図14は、希釈度の関数として450nmでの吸光度をプロットすることによるCD40WT-Fc、CD40TM-Fc-P1-Kトランスフェクション上清、およびCD40L特異的抗体希釈物についてのCD40リガンド結合曲線を示す。CD40突然変異体形態は、野生型CD40Fc含有上清と比較してCD40リガンドへの改善された結合活性を示す。
【0399】
図15は、固定化TNF-αを用いる抗原結合ELISAにおけるHumira(商標)(アダリムマブ)scFv含有融合タンパク質上清についてのTNF-アルファ(TNF-α)への結合データを示す。抗原結合ELISAアッセイは、次のように行った:ヒトTNF-αをBioLegend(San Diego、CA)から入手した。TNF-αタンパク質を0.1M炭酸緩衝液(pH9.0)で1μg/mlの濃度に希釈し、100μl/ウェルを、96ウェルNUNC immulon II MaxiSorpプレート(ThermoFisher Scientific、Waltham、MA)内のアッセイで使用する各ウェルに分取した。プレートを一晩、4℃でインキュベートした後、一晩、4℃で、200μl/ウェルのブロッキング緩衝液(PBS/2.0%BSA)でブロックした。プレートを洗浄緩衝液(PBS、0.5%Tween(登録商標)-20、0.005%Kathon)で洗浄し、HEK293トランスフェクション上清またはマウス抗ヒトTNF抗体(BioLegend、San Diego、CA)どちらかの段階希釈物をプレートのウェルに添加した。プレートを上清または抗体希釈物とともに4℃で一晩インキュベートした。プレートを洗浄緩衝液で4回洗浄し、次いで、1:10,000の希釈度でのホースラディッシュペルオキシダーゼコンジュゲートヤギ抗ヒトIgG Fc特異的、またはヤギ抗マウスIgG1(Jackson Immunoresearch、West Grove、PA)とともにインキュベートした。

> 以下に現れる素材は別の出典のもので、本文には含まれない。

PR #2145, opened 2024-05-08
test: add .use() replacement regression tests

### LINKED ISSUE #2129: Calls to worker.use() remove handlers to same endpoint with different method
I'm trying to write dynamic handler builders, but I'm hitting this issue:

```javascript
worker.use(
  http.get("/v1/issues", () => HttpResponse.json(/* some json */))
)

// this will make the get handler ignored!
worker.use(
  http.post("/v1/issues", () => HttpResponse.json(/* some json */))
);
```
I'm aware that repeated calls to `worker.use` prepend handlers to the existing context, and therefore order matters. But then why does this code work?

```javascript
// both handlers work
worker.use(
  http.get("/v1/issues", () => HttpResponse.json(/* some json */)),
  http.post("/v1/issues", () => HttpResponse.json(/* some json */))
);
```
Since both handlers work when added in a single `worker.use` call, shouldn't this method take into account any methods previously added to the context so as not to remove them and provide the same end result?

kettanaito:
- Closes #2129

### DIFF
--- a/test/browser/msw-api/regression/2129-worker-use.test.ts
+++ b/test/browser/msw-api/regression/2129-worker-use.test.ts
@@ -1,0 +1,17 @@
+/**
+ * @see https://github.com/mswjs/msw/issues/2129
+ */
+import { test, expect } from '../../playwright.extend'
+
+test('handles a stream response without throwing a timeout error', async ({
+  loadExample,
+  fetch,
+}) => {
+  await loadExample(require.resolve('./2129-worker-use.mocks.ts'))
+
+  const getResponse = await fetch('/v1/issues')
+  expect(await getResponse.text()).toBe('get-body')
+
+  const postResponse = await fetch('/v1/issues', { method: 'POST' })
+  expect(await postResponse.text()).toBe('post-body')
+})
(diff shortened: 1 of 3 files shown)


test/browser/msw-api/regression/2129-worker-use.test.ts
```diff
@@ -0,0 +1,17 @@
+/**
+ * @see https://github.com/mswjs/msw/issues/2129
+ */
+import { test, expect } from '../../playwright.extend'
+
+test('handles a stream response without throwing a timeout error', async ({
```
kettanaito, line 6: Test for the worker.

test/node/regressions/2129-server-use.test.ts
```diff
@@ -0,0 +1,41 @@
...
+
+afterEach(() => {
+  server.resetHandlers()
+})
+
+afterAll(async () => {
+  server.close()
+})
+
+it('does not override existing handlers when adding override for a different method', async () => {
```
kettanaito, line 22: Test for the server.

kettanaito:
## Released: v2.3.1 🎉

This has been released in v2.3.1!

- 📄 [**Release notes**](https://github.com/mswjs/msw/releases/tag/v2.3.1)
- 📦 [npm package](https://www.npmjs.com/package/msw/v/2.3.1)

---

Issue #2168, opened 2024-05-24
Optional path parameters do not match correctly


GeorgeToka:
### Scope

Improves an existing behavior

### Compatibility

- [ ] This is a breaking change

### Feature description

There is a [step](https://github.com/mswjs/msw/blob/d97a528914df6a656dfe7b1f63985c85845df533/src/core/utils/url/cleanUrl.ts#L7-L12) that drops query parameters and it looks like it breaks the ability to specify optional URL parameters, e.g `/api/user/:id?`.

The cleanup routine should be limited to removing the query parameters only.

kettanaito:
Hi, @GeorgeToka. Thanks for reporting this!

The `cleanUrl` function you are referencing is applied to the _actual_ request URL. That one cannot have path parameter annotations, only the literal values of those parameters. 

But the issue you are describing is possible, the root cause may just be in a different place. We need an automated test to prove that.

kettanaito:
I've added an automated test for this in https://github.com/mswjs/msw/pull/2169, and it seems to be failing, which is good! More investigation required.

kettanaito:
## Released: v2.3.1 🎉

This has been released in v2.3.1!

- 📄 [**Release notes**](https://github.com/mswjs/msw/releases/tag/v2.3.1)
- 📦 [npm package](https://www.npmjs.com/package/msw/v/2.3.1)

Make sure to always update to the latest version (`npm i msw@latest`) to get the newest features and bug fixes.

---

_Predictable release automation by [@ossjs/release](https://github.com/ossjs/release)_.

GeorgeToka:
@kettanaito Thanks for the quick turnaround on this one.

PR #2169, opened 2024-05-25
fix: preserve trailing optional path parameters

kettanaito:
- Fixes #2168

PR #2170, opened 2024-05-25
fix: optional path parameter matching

KaiSpencer:
Updates logic and adds some more tests to ensure optional path parameters are matched correctly
fixes: #2168
to be merged with: #2169

### DIFF
--- a/src/core/utils/url/cleanUrl.test.ts
+++ b/src/core/utils/url/cleanUrl.test.ts
@@ -1,17 +1,22 @@
 import { cleanUrl } from './cleanUrl'
 
-test('removes query parameters from a URL string', () => {
+it('removes query parameters from a URL string', () => {
   expect(cleanUrl('/user?id=123')).toEqual('/user')
   expect(cleanUrl('/user?id=123&id=456')).toEqual('/user')
   expect(cleanUrl('/user?id=123&role=admin')).toEqual('/user')
 })
 
-test('removes hashes from a URL string', () => {
+it('removes hashes from a URL string', () => {
   expect(cleanUrl('/user#hash')).toEqual('/user')
   expect(cleanUrl('/user#hash-with-dashes')).toEqual('/user')
 })
 
-test('removes both query parameters and hashes from a URL string', () => {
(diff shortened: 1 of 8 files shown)


src/core/utils/url/cleanUrl.ts
```diff
@@ -5,8 +5,16 @@ export function getSearchParams(path: string) {
...
 
 /**
- * Removes query parameters and hashes from a given URL string.
+ * Removes search parameters and the fragment
+ * from a given URL string.
  */
 export function cleanUrl(path: string): string {
+  // If the path ends with an optional path parameter,
+  // return it as-is.
+  if (path.endsWith('?')) {
```
kettanaito, line 14: Instead of analyzing the last segment, I've added a check if the `path` ends with `?`. It will only end with a question mark in the case when it ends with an optional path parameter that must be preserved. 

If the path ends with a search string, it will always have value after `?`, so this check won't pass. 

@KaiSpencer, what do you think about this approach?

src/core/utils/url/cleanUrl.test.ts
```diff
@@ -1,17 +1,22 @@
...
   expect(cleanUrl('/user#hash-with-dashes')).toEqual('/user')
 })
 
-test('removes both query parameters and hashes from a URL string', () => {
+it('removes both query parameters and hashes from a URL string', () => {
   expect(cleanUrl('/user?id=123#some')).toEqual('/user')
   expect(cleanUrl('/user?id=123&role=admin#some')).toEqual('/user')
 })
+
+it('preserves optional path segments', () => {
```
kettanaito: Added the missing unit test for `cleanUrl`.

src/core/utils/url/cleanUrl.ts
KaiSpencer: Yes, This is a much cleaner approach 👍

kettanaito: Awesome! I will wait for the CI and merge this. Then, merge the main feature branch and have this released. Thank you for helping me with this!

kettanaito (approved):

PR #2187, opened 2024-06-21
feat: list "graphql" as an optional peer dependency

### LINKED ISSUE #2185: List "graphql" as a peer dependency
### Prerequisites

### Environment check

### Browsers

_No response_

### Reproduction repository

https://github.com/apollographql/graphql-testing-library

### Reproduction steps

When installing `msw`, `graphql` is installed as a transitive dependency at v16. This goes against the expectation in the GraphQL ecosystem that `graphql` always be treated as a peer dependency: https://github.com/graphql/graphql-js/issues/594#issuecomment-1189850052

From the [`graphql` source](https://github.com/graphql/graphql-js/blob/75dca3dd18e5be3031416965049fbde48a5adb20/src/jsutils/instanceOf.ts#L33-L42):

```
Ensure that there is only one instance of "graphql" in the node_modules
directory. If different versions of "graphql" are the dependencies of other
relied on modules, use "resolutions" to ensure only one version is installed.
```

This cannot be trivially overridden with all package managers (e.g. npm overrides has [open issues](https://github.com/npm/cli/issues/4942)), and causes surprising behavior.

### Current behavior

`graphql` is a dependency of MSW.

Here's an example of a project using a number of packages that rely on `graphql`. All of them list it as a peer dependency with the range of 15 || 16, except for MSW.

CleanShot 2024-06-18 at 15 10 56

The result is my MSW GraphQL handler returning errors about unsupported GraphQL features for a version of GraphQL I haven't installed and don't expect to be executing my queries:
CleanShot 2024-06-18 at 15 12 34

### Expected behavior

I'd expect MSW to treat it as a peer dependency.

kettanaito:
- Fixes #2185 

## Changes

- Removes `graphql` as a regular dependency.
- Adds `graphql` as a peer dependency of MSW.
- Adds `graphql` to the `peerDependenciesMeta` as an _optional_ peer dependency (similar to `typescript`).


mattcosta7:
nice!  this is safe since we removed the line that parsed graphql to make suggested handlers, right? (I think we did, but can't recall exactly)

mattcosta7 (approved):

kettanaito:
@mattcosta7, thanks for getting your eyes on this. Yes, this should be safe! 

There's an effort to improve the unhandled requests logging but I advocated not to rely on GraphQl there, only to parse the body (#2227). I would love to include this pull request in the next minor release. For now, will see if there are any issues we should fix first...

kettanaito:
## Released: v2.4.0 🎉

---

Lalem001:
I am not sure this was a safe change. In my project, vitest is erroring out because it can no longer import `graphql`. I don't use `graphql` in my setup at all, so I was surprised to see the error.

```text
2:54:25 PM [vite] Internal server error: Failed to resolve import "graphql" from "node_modules/msw/lib/core/utils/internal/parseGraphQLRequest.mjs?v=5460f706". Does the file exist?
  Plugin: vite:import-analysis
  File: /project/node_modules/msw/lib/core/utils/internal/parseGraphQLRequest.mjs?v=5460f706:6:22
  1  |  import { parse } from "graphql";
```

I do not know why `parseGraphQLRequest.mjs` is being imported.

Installing `graphql` on my own resolves the issue, but essentially makes it a required dependency in my setup. Not optional. Having looked at the original issue, I see why it should be a peer dep of MSW, but it still broke at least one setup.

Greg-Smulko:
It fails for us as well:
> node_modules/msw/lib/core/GraphQLHandler-Cu4Xvg4S.d.ts(1,63): error TS2307: Cannot find module 'graphql' or its corresponding type declarations.
> node_modules/msw/lib/core/graphql.d.ts(1,30): error TS2307: Cannot find module 'graphql' or its corresponding type declarations.

We also don't use graphql at all.

topaxi:
Same here, imported in the node process, maybe via bundler and tree-shaking this might not be an issue. But imports via node crash due to missing modules.

kettanaito:
Thanks for reporting this! For now, you can revert to the previous minor version to not deal with this error.

I believe `graphql` gets imported if you are using a single import:

```js
import { http } from 'msw'
```

This imports `graphql` because not all tooling you use does tree-shaking or even bundling. 

One way to fix this is to use granular imports, which we've shipped some time back:

```js
import { http } from 'msw/core/http'
```

Let me know if this helps!

Akallabet:
@kettanaito thanks for looking into it.
In my case this is a pretty big deal as this change is blocking our CI, we use msw in most of our tests.
I appreciate there's a potential workaround using granular imports, but it will require changes in quite few repositories.
Would it be possible to just revert this change?

kettanaito:
My comment above mentions **you should downgrade if this affects you**. Please do. That's handling open source issues 101 ;) 

The fix is already open at #2250. I will release it once the build is complete.

PR #2190, opened 2024-06-24
fix: support typescript@5.5 (deprecate v4.7)

KaiSpencer:
Build and tests pass locally for me 👌


.github/workflows/compat.yml
```diff
@@ -52,7 +52,7 @@ jobs:
     strategy:
       fail-fast: false
       matrix:
-        ts: ['4.7', '4.8', '4.9', '5.0', '5.1', '5.2', '5.3', '5.4']
+        ts: ['4.7', '4.8', '4.9', '5.0', '5.1', '5.2', '5.3', '5.4', '5.5']
```
kettanaito: As a rule of thumb, adding a new version to the matrix means dropping the left-most one (4.7). Let me check if 4.7 is EOL... 
image

Yeah, 4.7 is EOL now. @KaiSpencer, could you please drop 4.7 from the matrix? Thanks!

test/typings/tsconfig.5.5.json
```diff
@@ -0,0 +1,7 @@
+{
+  "extends": "./tsconfig.4.7.json",
```
kettanaito: Once we drop 4.7, we need to adjust the name of this base config. Let's see if it's specific to 4.7 in any way. Maybe it's better off as `tsconfig.base.json` instead.

KaiSpencer:
Hey @kettanaito,

Thanks for the review.

I have updated the tsconfig files to all inherit from the typings `tsconfig.json` (which the old 4.7.json was extending itself).

I see we also don't have a file for 4.9, yet it is in the matrix. So I have added this file too.

test/typings/tsconfig.5.2.json
```diff
@@ -1,5 +1,5 @@
 {
-  "extends": "./tsconfig.4.7.json",
+  "extends": "./tsconfig.json",
```
kettanaito, line 2: Let's tidy this up a bit. The implementation is that if there's no designated config for a TS version it grabs the default one. I did it so there be no repetitive configs.

kettanaito (approved):

kettanaito:
I treat this as a fix because TS 4.7 is EOL, nobody should be using it. If they are, it doesn't mean MSW will break, just means we won't address any type issues on that version going forward.

kettanaito:
## Released: v2.3.2 🎉

This has been released in v2.3.2!

- 📄 [**Release notes**](https://github.com/mswjs/msw/releases/tag/v2.3.2)
- 📦 [npm package](https://www.npmjs.com/package/msw/v/2.3.2)

---

PR #2196, opened 2024-07-03
fix(ws): call BroadcastChannel.unref in Node.js environment

DanielleHuisman:
When using the WebSocket preview, the Node.js process doesn't exit properly. It does not matter if you actually create WebSocket links. This is a minimal reproduction:

```js
import { http, passthrough } from "msw";

http.get("/", () => passthrough());
```

I added `why-is-node-running` to the script:
```js
import why from "why-is-node-running";
import { http, passthrough } from "msw";

http.get("/", () => passthrough());

setTimeout(why, 1000);
```

This shows there is a `MessagePort` keeping the process running:
```
# MESSAGEPORT
node:internal/async_hooks:202                                                              
node:internal/worker/io:341                                                                
file://./node_modules/msw/lib/core/ws.mjs:8
node:internal/modules/esm/module_job:262                                                   
node:internal/modules/esm/loader:474                                                       
node:internal/modules/run_main:109 
```

It traces back to [this line](https://github.com/mswjs/msw/blob/feat/ws/src/core/ws.ts#L14):
```js
const wsBroadcastChannel = new BroadcastChannel("msw:ws-client-manager");
```

This PR fixes the problem by calling `.unref()` in Node.js environments ([docs](https://nodejs.org/api/worker_threads.html#broadcastchannelunref)). The typing is a bit ugly, but `unref` is only available in the type when importing from `node:working_threads` and not when using the global variable. The browser version of `BroadcastChannel` does not have an `unref` function, so the call has to be conditional.

### DIFF
--- a/src/core/ws.ts
+++ b/src/core/ws.ts
@@ -11,7 +11,19 @@ import {
 import { Path, isPath } from './utils/matching/matchRequestUrl'
 import { WebSocketClientManager } from './ws/WebSocketClientManager'
 
+function isBroadcastChannelWithUnref(
+  channel: BroadcastChannel,
+): channel is BroadcastChannel & NodeJS.RefCounted {
+  return typeof Reflect.get(channel, 'unref') !== 'undefined'
+}
+
 const wsBroadcastChannel = new BroadcastChannel('msw:ws-client-manager')
+
+if (isBroadcastChannelWithUnref(wsBroadcastChannel)) {
+  // Allows the Node.js thread to exit if it is the only active handle in the event system.
+  // https://nodejs.org/api/worker_threads.html#broadcastchannelunref
+  wsBroadcastChannel.unref()
+}
 
 export type WebSocketLink = {
   /**


src/core/ws.ts
```diff
@@ -13,6 +13,15 @@ import { WebSocketClientManager } from './ws/WebSocketClientManager'
 
 const wsBroadcastChannel = new BroadcastChannel('msw:ws-client-manager')
 
+// Allows the Node.js thread to exit if it is the only active handle in the event system.
+// https://nodejs.org/api/worker_threads.html#broadcastchannelunref
+if ('unref' in wsBroadcastChannel) {
+  const nodeBroadcastChannel = wsBroadcastChannel as BroadcastChannel & {
```
kettanaito: You can achieve a better typing and overall usage experience by creating a custom predicate function for `unref`:

```ts
function isBroadcastChannelWithUnrefMethod(channel: BroadcastChannel): channel is BroadcastChannel & { unref(): void } {
  return typeof Reflect.get(channel, 'unref') !== 'undefined'
}

const channel = new BroadcastChannel('')
if (isBroadcastChannelWithUnrefMethod(channel)) {
  channel.unref()
}
```
> Double-check the actual call signature of `unref()` in Node.js to make sure we are annotating it correctly in the predicate function.

kettanaito (changes requested):
Hey, @DanielleHuisman. Thank you for fixing this! It looks great. 

I've left one suggestion around making the `unref` check a bit more friendly. Let me know what you think.

src/core/ws.ts
DanielleHuisman: Nice suggestion, I implemented it.

kettanaito (approved):
This is pure gold. Thank you so much for fixing this, @DanielleHuisman 👏 You've just made WebSockets much better in MSW.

図15は、450nmでの吸光度を希釈度の関数としてプロットした、アダリムマブscFv-Fcトランスフェクション上清、アダリムマブscFv-Fc-P1-Kトランスフェクション上清、またはTNF-α特異的抗体についてのTNF-α結合曲線を示す。HEK293一過性トランスフェクションにおいて発現されたアダリムマブscFv含有融合タンパク質は、プレート上に固定化されたヒトTNF-αに結合する。
(実施例15)
PON1融合タンパク質の投与による肺線維症の処置
【0400】
肺線維症に対する異なるPON1融合タンパク質の効果を、疾患のin vivoマウスモデルを使用して評価した。1つのそのようなモデルは、ブレオマイシン誘導性肺線維症マウスモデルにおける肺線維症の処置に対する精製融合タンパク質の有効性のin vivo評価を含む。ブレオマイシン(BLM)誘導性肺線維症は、IPFの最もよく確立された疾患モデルであり、治療薬候補の有効性およびメカニズムを調査するために広く使用されている。このモデルでは、肺胞傷害および間質性炎症/線維症が気管内BLM投与によって誘導される。この研究の目的は、BLM誘導性肺線維症モデルにおける肺炎症および線維症に対するPON1融合体試験化合物の効果を調べ、ニンテダニブの対照調製物に対する応答と比較することである。0日目に、食塩水中の塩酸ブレオマイシンの3.0mg/kgの用量での動物1匹あたり50μlの体積でのMicrosprayerを使用する単回気管内投与によって肺線維症を発症するようにマウスを誘導する。7日目の試験化合物での処置の開始の前日にマウスを体重変化に基づいてマウス12匹の群に分ける。マウスに試験化合物を(試験群に依存して)鼻腔内/静脈内/腹腔内投与する。化合物を7日目から20日目まで毎日投与し、21日目に動物を屠殺し、試料を線維症マーカーについて分析する。
【0401】
研究終了時に、抗凝結剤なしで全血試料を、メデトミジン、ミダゾラムおよびブトルファノールの混合麻酔下、腹部大動脈経由で採取する。分離血液から上清を収集し、さらなる処理まで-80℃で保管する。肺をマウスから回収し、左側の2つの葉を切除し、一方の葉を凍結し、もう一方を生化学的アッセイ、例えば、ヒドロキシプロリンまたは炎症マーカーの測定のために回収する。残りの肺葉を10%中性緩衝ホルマリンで固定し、マッソントリクローム染色および組織学的検査のためにパラフィン包埋する。肺線維症エリアの定量的分析のために、デジタルカメラを使用して倍率100倍でマッソントリクローム染色切片の明視野画像をランダムに捉え、20視野/マウスにおける胸膜下領域を、肺線維症をグレード分類するための基準(Ashcroft, T., et al., J Clin Pathol, 1988; 41:467-70)に従って評価して、Ashcroftスコアを生成する。全ての切片を実験者が盲検的に分析する。統計を処置群ごとに行って、平均Aschroftスコアを計算し、異なる処置群におけるスコアをビヒクル群と比較する。
【0402】
融合タンパク質の別の送達方法を用いてもよい。一例として、上気道に限局される鼻腔内スプレー送達よりむしろ、融合タンパク質の噴霧のほうが、肺のより深部への融合分子の送達を改善することができ、それによって肺の全エリアをより有効に標的化することができる。融合タンパク質を、賦形剤を用いてまたは用いずに噴霧し、タンパク質回収率、凝集および酵素活性について試験することができる。振動メッシュ(VM)ネブライザー(PARI eFlow.Omron NE-U100、Lake Forest、IL)を、この器具を使用して他のタンパク質の噴霧が成功しているので、およびVMネブライザーは小型かつ携帯型であるため、使用することができる。1mMのCaCl2を加えた食塩水(Pulmozyme(登録商標)緩衝液)中、1mg/mlの噴霧されるタンパク質(500μl)を、滅菌60mm低タンパク質結合組織培養皿上に収集する。回収した融合タンパク質を、噴霧の前および後に、SDSゲル、サイズ排除HPLC(SEC)によって、タンパク質濃度および酵素活性について分析して、賦形剤の効果およびタンパク質に対する噴霧の効果を評価する。
【0403】
本発明の特定の実施形態を、例証を目的として本明細書に記載したが、本発明の趣旨および範囲を逸脱することなく様々な変更を加えることができることは、上述のことから、理解されるであろう。したがって、本発明は、添付の特許請求の範囲によってのみ限定される。本明細書に引用する全ての刊行物、特許および特許出願は、それらの全体があらゆる目的で参照により本明細書に組み込まれる。